Nasrallah Dima, Abdelhamid Alaa, Tluli Omar, Al-Haneedi Yaman, Dakik Habib, Eid Ali H
College of Medicine, QU Health, Qatar University, P.O. Box 2713, Doha, Qatar.
Division of Cardiology, Department of Internal Medicine, Faculty of Medicine, American University of Beirut, Beirut, Lebanon.
Pharmacol Res. 2024 Jun;204:107210. doi: 10.1016/j.phrs.2024.107210. Epub 2024 May 11.
Heart failure with reduced ejection fraction (HFrEF) is a clinical syndrome characterized by volume overload, impaired exercise capacity, and recurrent hospital admissions. A major contributor to the pathophysiology and clinical presentation of heart failure is the activation of the renin-angiotensin-aldosterone system (RAAS). Normally, RAAS is responsible for the homeostatic regulation of blood pressure, extracellular fluid volume, and serum sodium concentration. In HFrEF, RAAS gets chronically activated in response to decreased cardiac output, further aggravating the congestion and cardiotoxic effects. Hence, inhibition of RAAS is a major approach in the pharmacologic treatment of those patients. The most recently introduced RAAS antagonizing medication class is angiotensin receptor blocker/ neprilysin inhibitor (ARNI). In this paper, we discuss ARNIs' superiority over traditional RAAS antagonizing agents in reducing heart failure hospitalization and mortality. We also tease out the evidence that shows ARNIs' renoprotective functions in heart failure patients including those with chronic or end stage kidney disease. We also discuss the evidence showing the added benefit resulting from combining ARNIs with a sodium-glucose cotransporter-2 (SGLT-2) inhibitor. Moreover, how ARNIs decrease the risk of arrhythmias and reverse cardiac remodeling, ultimately lowering the risk of cardiovascular death, is also discussed. We then present the positive outcome of ARNIs' use in patients with diabetes mellitus and those recovering from acute decompensated heart failure. ARNIs' side effects are also appreciated and discussed. Taken together, the provided insight and critical appraisal of the evidence justifies and supports the implementation of ARNIs in the guidelines for the treatment of HFrEF.

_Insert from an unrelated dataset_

PR #1373, opened 2023-04-05
Add interpreter for MapOp

### LINKED ISSUE #1106: Add  interpreter for MapOp

ghpvnist:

射血分数降低的心力衰竭(HFrEF)是一种临床综合征,其特征为容量超负荷、运动能力受损和反复住院。肾素-血管紧张素-醛固酮系统(RAAS)的激活是心力衰竭病理生理学和临床表现的一个主要促成因素。正常情况下,RAAS负责血压、细胞外液容量和血清钠浓度的稳态调节。在HFrEF中,RAAS会因心输出量减少而长期激活,进一步加重充血和心脏毒性作用。因此,抑制RAAS是这类患者药物治疗的主要方法。最近引入的RAAS拮抗药物类别是血管紧张素受体阻滞剂/中性肽链内切酶抑制剂(ARNI)。在本文中,我们讨论了ARNI在降低心力衰竭住院率和死亡率方面相对于传统RAAS拮抗药物的优势。我们还梳理了显示ARNI对心力衰竭患者(包括慢性或终末期肾病患者)具有肾脏保护作用的证据。我们还讨论了显示ARNI与钠-葡萄糖协同转运蛋白2(SGLT-2)抑制剂联合使用带来额外益处的证据。此外,还讨论了ARNI如何降低心律失常风险并逆转心脏重塑,最终降低心血管死亡风险。然后,我们介绍了ARNI在糖尿病患者和急性失代偿性心力衰竭恢复期患者中的使用阳性结果。我们也认识并讨论了ARNI的副作用。综上所述,对证据的深入分析和批判性评估证明并支持在HFrEF治疗指南中实施ARNI。